**What this task involves**.
Provide the material again, with every line intact and exact.

**Source data**.

PR #4033, opened 2025-05-24
Align LaTeX with surrounding text

slotThe:
So far, LaTeX images were just rendered and included as pictures as-is. However, the bounding box of the image might not necessarily coincide with the actual baseline of the equation. By using preview.sty (which is hopefully not that big of an additional dependency), we can however access the "depth" -- the offset from the baseline -- of the generated image and correct for that.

**Exercise answer**.
PR #4033, opened 2025-05-24
Align LaTeX with surrounding text

slotThe:
So far, LaTeX images were just rendered and included as pictures as-is. However, the bounding box of the image might not necessarily coincide with the actual baseline of the equation. By using preview.sty (which is hopefully not that big of an additional dependency), we can however access the "depth" -- the offset from the baseline -- of the generated image and correct for that.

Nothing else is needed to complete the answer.